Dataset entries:
# # # #

PR #177, opened 2022-04-16
Update padding in S viewport

hqhhuang:
Bug/issue #, if applicable: rdar://90844182

## Summary
Update padding in S viewport to use variable

## Checklist

- [ ] Added tests - NA

### DIFF
--- a/src/styles/core/_vars.scss
+++ b/src/styles/core/_vars.scss
@@ -67,4 +67,3 @@ $card-horizontal-spacing-small: $card-horizontal-spacing / 2;
 
 // Small vp padding and width
 $small-viewport-content-padding: 20px !default;
-$small-viewport-content-width: 100% !default;
--- a/src/styles/core/_vars.scss
+++ b/src/styles/core/_vars.scss
@@ -64,3 +64,7 @@ $total-columns: 12 !default;
 $card-horizontal-spacing: 10px;
 $card-horizontal-spacing-large: $card-horizontal-spacing * 2;
 $card-horizontal-spacing-small: $card-horizontal-spacing / 2;
+
+// Small vp padding and width
+$small-viewport-content-padding: 20px !default;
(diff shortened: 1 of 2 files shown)


hqhhuang:
@swift-ci test

dobromir-hristov (approved):
LGTM

src/styles/core/_vars.scss
```diff
@@ -64,3 +64,7 @@ $total-columns: 12 !default;
 $card-horizontal-spacing: 10px;
 $card-horizontal-spacing-large: $card-horizontal-spacing * 2;
 $card-horizontal-spacing-small: $card-horizontal-spacing / 2;
+
+// Small vp padding and width
+$small-viewport-content-padding: 20px !default;
+$small-viewport-content-width: 100% !default;
```
mportiz08, line 70: I'm not a CSS expert, so hopefully @dobromir-hristov and/or @marinaaisa can add some better advice on this:

I _think_ it might be slightly odd to have 100% width _and_ the 20px padding combined together (may run into issues depending on the `box-sizing`).

One possible alternative: don't set `$small-viewport-content-width` here—you can define it only when you need to adjust it and then change the code using it conditionally assign it if it's defined.

Another possible alternative: use `auto` instead of 100%. I think this would work but again I think someone else should comment on the best approach.

hqhhuang: This is why I originally wanted to set it to `unset`, but that's also not the best option. Maybe `auto` is a better approach? I set up some time to discuss this PR with Dobri tomorrow.

hqhhuang:
@swift-ci test

hqhhuang:
@swift-ci test

dobromir-hristov (approved):
LGTM

hqhhuang:
@swift-ci test

PR #179, opened 2022-04-16
[Bug Fix] Fix issue where chevron icon in collapsed top navbar is not visible (SR-16120)

sofiaromorales:
Bug/issue #, if applicable: SR-16120

## Summary

In certain viewports, and zoom levels in Safari, when in collapse range, the chevron icon from the top navbar dropdown menu is not visible to the user. The `span nav-menucta-chevron` element still exists in the DOM and can be clicked but the `:before` and `:after` elements are not visible.

## Dependencies

NA

## Testing

1. run `$ VUE_APP_DEV_SERVER_PROXY=/path/to/SlothCreator.doccarchive npm run serve`
2. Visit http://localhost:8080/documentation/slothcreator on Safari
3. Enter `Responsive Design Mode` and set the following values
- `800 x 700` VP
- `1x` res
- Safari 15.3 - macOS - Mac
4. Zoom out to 85% 

[SlothCreator.doccarchive.zip](https://github.com/apple/swift-docc-render/files/8498988/SlothCreator.doccarchive.zip)

(I was unable to upload screenshots showing the bug into the Jira platform due to a 403 Forbidden error)

## Checklist

- [ ] Added tests NA
- [ ] Updated documentation if necessary NA

### DIFF
--- a/src/components/AdjustableSidebarWidth.vue
+++ b/src/components/AdjustableSidebarWidth.vue
@@ -57,8 +57,8 @@ import { baseNavStickyAnchorId } from 'docc-render/constants/nav';
 export const STORAGE_KEY = 'sidebar';
 
 // the maximum width, after which the full-width content does not grow
-export const MAX_WIDTH = 1800;
-export const ULTRA_WIDE_DEFAULT = 500;
+export const MAX_WIDTH = 1920;
+export const ULTRA_WIDE_DEFAULT = 543;
 
 export const eventsMap = {
   touch: {
--- a/src/components/DocumentationTopic.vue
+++ b/src/components/DocumentationTopic.vue
@@ -11,7 +11,11 @@
 <template>
   <div class="doc-topic">
     <main class="main" id="main" role="main" tabindex="0">
-      <DocumentationHero :type="role" :enhanceBackground="enhanceBackground">
+      <DocumentationHero
+        :role="role"
+        :enhanceBackground="enhanceBackground"
+        :extraPadding="extraPadding"
+      >
         <template #above-content>
           <slot name="above-hero-content" />
         </template>
@@ -37,7 +41,7 @@
         />
       </DocumentationHero>
       <div v-if="showContainer" class="container">
-        <div class="description">
+        <div class="description" :class="{ 'after-enhanced-hero': enhanceBackground }">
           <RequirementMetadata
             v-if="isRequirement"
             :defaultImplementationsCount="defaultImplementationsCount"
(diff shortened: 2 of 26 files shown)


hqhhuang:
Hey Sofia! Nice catch! I investigated this bug and I think the issue causing the icon to disappear is that we set the maximum height of `.nav-actions`, the container containing the icon, to be 48px. In this scenario, the actual `height` of `.nav-actions` is greater than 48px (see orange box), causing an overflow. I think a better way to fix this is to set `height` to be `inherit` instead. Let me know what you think!
Screen Shot 2022-04-18 at 1 10 26 PM

sofiaromorales:
@hqhhuang Sure, sounds good to me, for what I could notice the `max-height` is only taking effect when the VP is in the medium breakpoint, now, if the parent container `nav-actions` is going to be higher (only when medium breakpoint applies), should I set the original `margin-top: 2px` to only apply on the small breakpoint? that way the chevron icon would stay in place

sofiaromorales:
@hqhhuang I implemented your suggested change and seems to work great, thanks! :)

hqhhuang:
@swift-ci test

dobromir-hristov (changes requested):
The problem is still visible on the Tutorials pages - http://localhost:8080/tutorials/slothcreator/creating-custom-sloths

Removing that margin-top does fix the problem. I think we can do that, and let @SamLanier do a review. We may have added the margin to do some optical alignment, but we can do that other ways if necessary.

sofiaromorales:
@dobromir-hristov Thanks for testing on tutorials! I ended up removing the margin-top and max-height properties, and visually I cannot tell the difference of those 2px off. @SamLanier ready for review 😄

SamLanier:
This solution will not work, since the icon in the nav bar should be aligned with the middle of the text:
mobile-nav-alignment
:

sofiaromorales:
Hi @SamLanier,  you're right, the icon is not aligned properly with the title, but after checking on the master branch it doesn't seems to be aligned on there either, if that is the case the 2px are not the ones causing the misalignment, but probably has to do with the absolute positioning of the icon. I'm happy to work on a fix for that but I'm wondering if that should still be part of this PR considering that is not related to the original bug.

This is a screenshot from the master branch without any of these PR changes applied, if you could confirm the misalignment there would be great.

Screen Shot 2022-04-20 at 11 02 37 PM

dobromir-hristov (approved):
I think its fine now. Visually I dont see much of a diff.

hqhhuang (approved):
Looks good to me! We can file a separate bug to resolve the misalignment. @SamLanier 
Thank you Sofia!

hqhhuang:
@swift-ci test

PR #17, opened 2023-05-23
draft for status types and defintiions

paulbastian:


paulbastian:
Micha proposed to change REVOKED to INVALID, as it gives less intention whether this is a permanent state and the issuers could reflect a suspension also with a 1bit size status list as well

Sakurann (changes requested):
sorry, I am not onboard with giving the issuers the complete freedom to define their own status values. for the interop purposes, the valid and invalid values MUST always be the same. ie 0 is always valid and 1 is always invalid. (or vice versa - that I do not care). so when the bit size is bigger than 2, the first bite is always valid/invalid and from the second bit, it can be suspended, etc.

tplooker:
I'm in agreement with Kristina, the more I look at this the more I think we should have one possible enumeration of statuses rather than allowing every issuer to define their own, the question then becomes how big that set needs to be as it controls how many bits are allocated to each credential in the status list.

paulbastian:
I'm fine with defining the first bit as valid/invalid. I think providing the option for additional bits offers benefits with acceptable tradeoffs

paulbastian:
I've made some changes, please recheck @tplooker @Sakurann

Sakurann:
umm I thought we agreed to remove the concept of the "typ" attribute.. so no `revocation-list` and no `suspention-status-list`.

tplooker:
Yeah that was captured here @Sakurann https://github.com/vcstuff/draft-looker-jwt-cwt-status-list/pull/20#issuecomment-1581385983

tlodderstedt:
> umm I thought we agreed to remove the concept of the "typ" attribute.. so no `revocation-list` and no `suspention-status-list`.

But I assume the Status List Token will have a `typ` JOSE header to properly distinguish it from other JWTs, right?

Sakurann:
@tlodderstedt typo on my end. yes, JWT should be typed (`typ` claim present), the current spec also introduces a `type` body claim as far as I can see, which is what I am not in agreement with.

Sakurann:
@tplooker I am confused. so the idea is to merge this PR and then remove the "type" JWT claim in PR #20?

paulbastian:
There are separate issues already open and things are being resolved in the other PR. This one is only about introduction and renaming

draft-looker-jwt-cwt-status-list.md
```diff
@@ -91,11 +91,9 @@ The following rules apply to validating the "status" (status) claim
 
 1. The claim value MUST be a valid JSON object.
 
-2. The claim value object MUST contain a "typ" (type) attribute with a string based value that represents the type of status list referenced. The value MUST be equal to that of the "typ" attribute in the "status_list" claim for the referenced status list.
+2. The claim value object MUST contain an "idx" (index) attribute with a numberic based value that represents the index to check for status information in the status list for the current JWT. The value of this attribute MUST be a non-negative number, containing a value of zero or greater. Refer to xx for details on the validation procedure.
```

# # # #

#### Your goal
If a line above includes the word "which", count it; then give the final number by itself.

#### Written answer
2